- Task brief
Only the lines that contain the string "methods" belong in the answer; pull them from the records.

(Stored items)
PR #1784, opened 2025-10-15
Staking contract fuzzer

andreaslyn:
See the help message for some configuration options
```
build/category/execution/monad_staking_contract_fuzzer --help
```
For example, execute 1,000 fuzzer simulations with
```
build/category/execution/monad_staking_contract_fuzzer --runs 1000
```

### DIFF
--- a/category/execution/monad/staking/fuzzer/staking_contract_fuzzer.cpp
+++ b/category/execution/monad/staking/fuzzer/staking_contract_fuzzer.cpp
@@ -1,0 +1,152 @@
+// Copyright (C) 2025 Category Labs, Inc.
+//
+// This program is free software: you can redistribute it and/or modify
+// it under the terms of the GNU General Public License as published by
+// the Free Software Foundation, either version 3 of the License, or
+// (at your option) any later version.
+//
+// This program is distributed in the hope that it will be useful,
+// but WITHOUT ANY WARRANTY; without even the implied warranty of
+// MERCHANTABILITY or FITNESS FOR A PARTICULAR PURPOSE.  See the
+// GNU General Public License for more details.
+//
+// You should have received a copy of the GNU General Public License
+// along with this program.  If not, see <http://www.gnu.org/licenses/>.
+
+#include <category/execution/monad/staking/fuzzer/staking_contract_machine.hpp>
+#include <category/execution/monad/staking/test/input_generation.hpp>
+#include <category/vm/evm/monad/revision.h>
+#include <category/vm/evm/switch_traits.hpp>
+#include <category/vm/evm/traits.hpp>
+
+#include <CLI/CLI.hpp>
+
+#include <evmc/evmc.hpp>
+
+using namespace monad;
+using namespace monad::staking;
+using namespace monad::staking::test;
+using namespace monad::staking::test::fuzzing;
+using namespace evmc::literals;
+
+template <Traits traits>
+using Transition = StakingContractMachine<traits>::Transition;
+
+template <Traits traits>
+static Transition<traits>
+gen_transition(StakingContractMachine<traits> &machine)
+{
+    auto const p = machine.gen() % 100;
+    if (p < 30) {
+        if (p < 20) {
+            return Transition<traits>::syscall_reward;
+        }
+        return Transition<traits>::precompile_external_reward;
+    }
+    return machine.gen_transition();
+}
+
+template <Traits traits>
+static seed_t run_simulation(seed_t seed, uint64_t depth)
+{
+    MONAD_ASSERT(depth > 0);
+
+    std::cout << "Simulation with seed " << seed << std::endl;
+
+    auto const start_time = std::chrono::steady_clock::now();
+
+    StakingContractMachine<traits> machine{seed};
+    double success_count = 0;
+    for (size_t i = 0; i < depth; ++i) {
+        if (machine.transition(gen_transition(machine))) {
+            ++success_count;
+        }
+    }
+
+    auto const end_time = std::chrono::steady_clock::now();
+
+    auto const success_ratio = success_count / static_cast<double>(depth);
+    auto const time =
+        static_cast<double>((end_time - start_time).count()) / 1'000'000;
+
+    std::cout << "    success ratio: " << success_ratio << '\n'
+              << "  simulation time: " << time << " ms" << std::endl;
+
+    return machine.gen();
+}
+
+namespace
+{
+    struct CommandArgs
+    {
+        seed_t seed = 0;
+        uint64_t depth = 100;
+        uint64_t runs = std::numeric_limits<uint64_t>::max();
+        monad_revision monad_rev = MONAD_NEXT;
+    };
+
+    CommandArgs parse_args(int const argc, char **const argv)
+    {
+        auto app = CLI::App("Staking Contract Fuzzer");
+        auto args = CommandArgs{};
+
+        app.add_option(
+            "--seed",
+            args.seed,
+            "Seed for reproducible fuzzing (0 by default)");
+
+        app.add_option(
+            "--depth",
+            args.depth,
+            "Staking contract transitions per simulation (default 100)");
+
+        app.add_option(
+            "--runs",
+            args.runs,
+            "Number of simulations to execute (default max uint64)");
+
+        std::map<std::string, monad_revision> rev_map;
+        for (int i = static_cast<int>(MONAD_ZERO);
+             i <= static_cast<int>(MONAD_NEXT);
+             ++i) {
+            rev_map.emplace(
+                monad_revision_to_string(static_cast<monad_revision>(i)),
+                static_cast<monad_revision>(i));
+        }
+
+        app.add_option(
+               "--monad-rev",
+               args.monad_rev,
+               "Monad revision (default MONAD_NEXT)")
+            ->transform(CLI::CheckedTransformer(rev_map, CLI::ignore_case));
+
+        try {
+            app.parse(argc, argv);
+        }
+        catch (CLI::ParseError const &e) {
+            std::exit(app.exit(e));
+        }
+
+        return args;
+    }
+}
+
+int main(int argc, char **argv)
+{
+    auto const args = parse_args(argc, argv);
+
+    std::cout << "Running " << args.runs << " simulations\n"
+              << "  depth: " << args.depth << '\n'
+              << "   seed: " << args.seed << '\n'
+              << "    rev: " << monad_revision_to_string(args.monad_rev)
+              << std::endl;
+
+    auto const rev = args.monad_rev;
+    size_t seed = args.seed;
+    for (size_t i = 0; i < args.runs; ++i) {
+        seed = [rev, &seed, &args] -> seed_t {
+            SWITCH_MONAD_TRAITS(run_simulation, seed, args.depth);
+            MONAD_ABORT();
+        }();
+    }
+}
--- a/category/execution/monad/staking/fuzzer/staking_contract_machine.cpp
+++ b/category/execution/monad/staking/fuzzer/staking_contract_machine.cpp
@@ -1,0 +1,2079 @@
+// Copyright (C) 2025 Category Labs, Inc.
+//
+// This program is free software: you can redistribute it and/or modify
+// it under the terms of the GNU General Public License as published by
+// the Free Software Foundation, either version 3 of the License, or
+// (at your option) any later version.
+//
+// This program is distributed in the hope that it will be useful,
+// but WITHOUT ANY WARRANTY; without even the implied warranty of
+// MERCHANTABILITY or FITNESS FOR A PARTICULAR PURPOSE.  See the
+// GNU General Public License for more details.
+//
+// You should have received a copy of the GNU General Public License
+// along with this program.  If not, see <http://www.gnu.org/licenses/>.
+
+#include <category/execution/monad/staking/fuzzer/staking_contract_machine.hpp>
+#include <category/execution/monad/staking/test/input_generation.hpp>
+#include <category/execution/monad/staking/util/bls.hpp>
+#include <category/execution/monad/staking/util/secp256k1.hpp>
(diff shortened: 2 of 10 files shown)


category/execution/monad/staking/fuzzer/staking_contract_fuzzer.cpp
```diff
@@ -0,0 +1,122 @@
...
+
+int main(int argc, char **argv)
+{
+    auto args = parse_args(argc, argv);
+
+    std::cout << "Running " << args.runs << " simulations\n"
+              << "  depth: " << args.depth << '\n'
+              << "   seed: " << args.seed << std::endl;
+
+    size_t seed = args.seed;
```
mkolosick, line 145: This always runs with an initial seed value of `0`. I think it would be better to follow the vm fuzzer and pick a random seed if none is provided.

category/execution/monad/staking/fuzzer/staking_contract_fuzzer.cpp
```diff
@@ -0,0 +1,122 @@
...
+
+using namespace monad;
+using namespace monad::staking;
+using namespace monad::staking::test;
+using namespace evmc::literals;
+
+static StakingContractMachine::Transition
+gen_transition(StakingContractMachine &machine)
+{
+    auto const p = machine.gen() % 100;
```
mkolosick, line 39: It would be better to move this behavior into a `gen_int` in `StakingContractMachine` that uses `std::uniform_int_distribution` to make the range/behavior more explicit/make the distribution properly uniform.

category/execution/monad/staking/fuzzer/staking_contract_fuzzer.cpp
```diff
@@ -0,0 +1,122 @@
...
+    if (p < 30) {
```
mkolosick, line 40: This behavior should get moved into `machine.gen_transition`.

category/execution/monad/staking/fuzzer/staking_contract_fuzzer.cpp
```diff
@@ -0,0 +1,122 @@
...
+
+        app.add_option(
+            "--depth",
+            args.depth,
+            "Staking contract transitions per simulation (default 100)");
+
+        app.add_option(
+            "--runs",
+            args.runs,
+            "Number of simulations to execute (default max uint64)");
```
mkolosick, line 106: It would be good to add an arg for `config.enable_trace` so that it doesn't require recompilation.

category/execution/monad/staking/fuzzer/staking_contract_model.cpp
```diff
@@ -0,0 +1,670 @@
...
+    std::vector<u64_be>
+    StakingContractModel::get_validators_for_delegator(Address const &addr)
+    {
+        auto const [done, _, vs] = contract_.get_validators_for_delegator(
+            addr, 0, std::numeric_limits<uint32_t>::max());
+        MONAD_ASSERT(done);
+        return vs;
+    }
+
+    uint256_t StakingContractModel::calculate_rewards(
```
mkolosick, line 224: This could use a comment explaining what is going on. Especially as every use of the function uses inscrutable variable names.

category/execution/monad/staking/fuzzer/staking_contract_model.cpp
```diff
@@ -0,0 +1,670 @@
...
+        MONAD_ASSERT(output[31] == 1);
+        return outcome::success();
+    }
+}
+
+namespace monad::staking::test
+{
+    StakingContractModel::StakingContractModel()
+    {
+        trie_db_.commit(
```
mkolosick, line 47: Why not initialize in the exact same way as `SetUp` in `test_staking_contract.cpp`?

category/execution/monad/staking/fuzzer/staking_contract_model.hpp
```diff
@@ -0,0 +1,216 @@
...
+        // The commission rate of the active consensus validators:
+        ActiveConsensusCommissionMap active_consensus_commission_;
+
+        using DelegatorStakeMap = std::unordered_map<
+            std::tuple<uint64_t, Address>,
+            std::map<uint64_t, uint256_t, std::greater<uint64_t>>,
+            boost::hash<std::tuple<uint64_t, Address>>>;
+
+        // delegator_stake[{v, a, e}] is the stake of delegator(v, a)
+        // in epoch e:
```
mkolosick, line 64: This is a good design.

category/execution/monad/staking/fuzzer/staking_contract_fuzzer.cpp
```diff
@@ -0,0 +1,122 @@
...
+    auto const end_time = std::chrono::steady_clock::now();
+
+    auto const success_ratio = success_count / static_cast<double>(depth);
+    auto const time =
+        static_cast<double>((end_time - start_time).count()) / 1'000'000;
+
+    std::cout << "    success ratio: " << success_ratio << '\n'
+              << "  simulation time: " << time << " ms" << std::endl;
+
+    return machine.gen();
```
mkolosick, line 75: This should get pulled out into the for loop in `main`.

category/execution/monad/staking/fuzzer/staking_contract_model.cpp
```diff
@@ -0,0 +1,670 @@
...
+            sum += withdrawal_reward(v, a, i);
+        }
+        return sum + unaccumulated_rewards(v, a);
+    }
+
+    Result<void>
+    StakingContractModel::syscall_on_epoch_change(u64_be next_epoch)
+    {
+        auto const input = abi_encode_uint(next_epoch);
+        pre_call(evmc_uint256be{});
```
mkolosick, line 312: Would it be better to have an overloaded `pre_call()` with no arguments instead?

category/execution/monad/staking/fuzzer/staking_contract_machine.hpp
```diff
@@ -0,0 +1,244 @@
...
+            syscall_reward,
+            precompile_add_validator,
+            precompile_delegate,
+            precompile_undelegate,
+            precompile_compound,
+            precompile_withdraw,
+            precompile_claim_rewards,
+            precompile_change_commission,
+            precompile_external_reward,
+            precompile_get_delegator,
```
mkolosick, line 109: This one is important to include 👍

category/execution/monad/staking/fuzzer/staking_contract_machine.hpp
```diff
@@ -0,0 +1,244 @@
...
+            boost::hash<std::tuple<uint64_t, Address>>>;
+
+        StakingContractModel model_;
+        std::mt19937_64 engine_;
+        // Whether the relatively slow public key assertions are enabled:
+        bool enable_pubkey_assertions_;
+        // Whether debug tracing is enabled:
+        bool enable_trace_;
+
+        std::vector<Address> all_addresses_;
```
mkolosick, line 55: I think these should be tracked in `StakingContractModel` instead as they are properties of the staking contract. Then `StakingContractMachine::model_precompile_*` methods would move into the respective `StakingContractModel` methods.

category/execution/monad/staking/fuzzer/staking_contract_model.hpp
```diff
@@ -0,0 +1,216 @@
...
+#include <category/execution/ethereum/db/trie_db.hpp>
+#include <category/execution/ethereum/state2/block_state.hpp>
+#include <category/execution/ethereum/state3/state.hpp>
+#include <category/execution/monad/staking/staking_contract.hpp>
+
+#include <boost/functional/hash.hpp>
+
+namespace monad::staking::test
+{
+    class StakingContractModel
```
mkolosick, line 26: There is significant repetition between `StakingContractModel` and `Stake` from
`test_staking_contract.cpp`.  This should be de-duplicated and they should both
wrap/inherit from some base class or `StakingContractModel` should just
wrap/inherit from `Stake`.

category/execution/monad/staking/fuzzer/staking_contract_model.hpp
```diff
@@ -0,0 +1,216 @@
...
+        OnDiskMachine mpt_machine_;
+        mpt::Db mpt_db_{mpt_machine_};
+        TrieDb trie_db_{mpt_db_};
+        BlockState block_state_{trie_db_, vm_};
+        State state_{block_state_, Incarnation{0, 0}};
+        NoopCallTracer call_tracer_{};
+        StakingContract contract_{state_, call_tracer_};
+
+        // An upper bound on reward rounding errors:
+        uint256_t error_bound_{};
```
mkolosick, line 38: A global error bound doesn't make sense to me. Why isn't this scoped to each validator?

category/execution/monad/staking/fuzzer/staking_contract_machine.cpp
```diff
@@ -0,0 +1,2065 @@
...
+        for (auto const &a : all_addresses_) {
+            f(a);
+        }
+    }
+
+    void StakingContractMachine::for_all_val_ids_and_addresses(
+        std::function<void(u64_be, Address const &)> f)
+    {
+        for_all_val_ids([&](u64_be v) {
+            for_all_addresses([&](Address const &a) { f(v, a); });
```
mkolosick, line 636: This loops through delegator addresses unrelated to the validator at hand? It should just iterate over the addresses relevant to the validator.

category/execution/monad/staking/fuzzer/staking_contract_machine.cpp
```diff
@@ -0,0 +1,2065 @@
...
+        });
+    }
+
+    bool StakingContractMachine::transition(Transition t)
+    {
+        TRACELN(enable_trace_, transition_string(t));
```
mkolosick: The trace should provide enough information to actually reconstruct the trace that led to the failure. The`TRACELN`s should be moved to the `syscall_`/`precompile_` methods in `StakingModelContract` (or similar) then they can include the relevant arguments to reproduce the trace. This would also handle the issue that the `model_precompile_add_validator` calls are not traced.

category/execution/monad/staking/fuzzer/staking_contract_machine.cpp
```diff
@@ -0,0 +1,2065 @@
...
+            Choice(0.80, [this](auto &) { return gen_old_address(); }));
+    }
+
+    std::pair<u64_be, Address>
+    StakingContractMachine::gen_validator_auth_address()
+    {
+        auto const &v = validator_auth_addresses_;
+        if (v.empty()) {
+            auto const [signer, msg, secp, bls, sender, value] =
+                gen_precompile_add_validator_input(
```
mkolosick, line 801: I think it would be better to avoid trying to generate an event that needs prior work to make it valid, but at minimum these checks and generating of validators should be pulled up into the relevant generator (`gen_precompile_change_commission_input` in this case).

This would also help to pull these internal calls out (similarly the `model_.syscall_snapshot` from `syscall_on_epoch_change`) as they bypass checking of post conditions.

category/execution/monad/staking/fuzzer/staking_contract_machine.cpp
```diff
@@ -0,0 +1,2065 @@
...
+                0.05,
+                [&](auto &) {
+                    return lower_bound == upper_bound ? upper_bound
+                                                      : upper_bound - 1;
+                }),
+            Choice(0.05, [&](auto &) { return lower_bound; }),
+            Choice(0.05, [&](auto &) { return upper_bound; }));
+    }
+
+    uint256_t StakingContractMachine::gen_stake(
```
mkolosick: We should document what is going on in this function and `gen_bound_biased_uint256`.

category/execution/monad/staking/fuzzer/staking_contract_machine.cpp
```diff
@@ -0,0 +1,2065 @@
...
+    {
+        uint64_t next_epoch{};
+        if (model_.epoch() == 0) {
+            next_epoch = 1 + gen() % 1'000'000;
+            auto const res = model_.syscall_on_epoch_change(next_epoch);
+            MONAD_ASSERT(res.has_value());
+        }
+        else {
+            next_epoch = model_.epoch() + 1;
+            if (!model_.in_epoch_delay_period()) {
```
mkolosick, line 1015: I think it would be better to restructure the generation of transitions to be phased (as the actual contract usage is). That is generating sequences of `action* snapshot action* epoch_change`. This also makes sure we are fuzzing cross epoch behaviors in a more robust way.

The idea to pick a random first number of epochs to jump to is good and should be kept. IIRC based on the discussion the first `syscall_on_epoch_change` occurs without a `syscall_snapshot` correct? If so, the above sequences should be changed to `(action* epoch_change(random_first_epoch)) (action* snapshot action* epoch_change)*`. This will make it more obvious that we are also testing actions occurring before the first time the epoch is set. (Unless that is not possible in which case we just do a random epoch_change first. But I think it is possible).

category/execution/monad/staking/fuzzer/staking_contract_machine.cpp
```diff
@@ -0,0 +1,2065 @@
...
+        MONAD_ASSERT(model_.epoch() == next_epoch);
+
+        for_all_val_ids([&](u64_be v) {
+            MONAD_ASSERT(
+                model_.active_consensus_stake(v) ==
+                model_.consensus_view(v).stake().load().native());
+        });
+    }
+
+    void StakingContractMachine::syscall_snapshot()
```
mkolosick: These functions interweave generating a random call and checking the post conditions. It would be better to separate these concerns. Would it make sense to move the post conditions and invariants into the `StakingContractModel` and have the `StakingContractMachine` be responsible just for generation and calling the model?

category/execution/monad/staking/fuzzer/staking_contract_machine.cpp
andreaslyn: Done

- Solution for this exercise
mkolosick, line 55: I think these should be tracked in `StakingContractModel` instead as they are properties of the staking contract. Then `StakingContractMachine::model_precompile_*` methods would move into the respective `StakingContractModel` methods.
mkolosick: The trace should provide enough information to actually reconstruct the trace that led to the failure. The`TRACELN`s should be moved to the `syscall_`/`precompile_` methods in `StakingModelContract` (or similar) then they can include the relevant arguments to reproduce the trace. This would also handle the issue that the `model_precompile_add_validator` calls are not traced.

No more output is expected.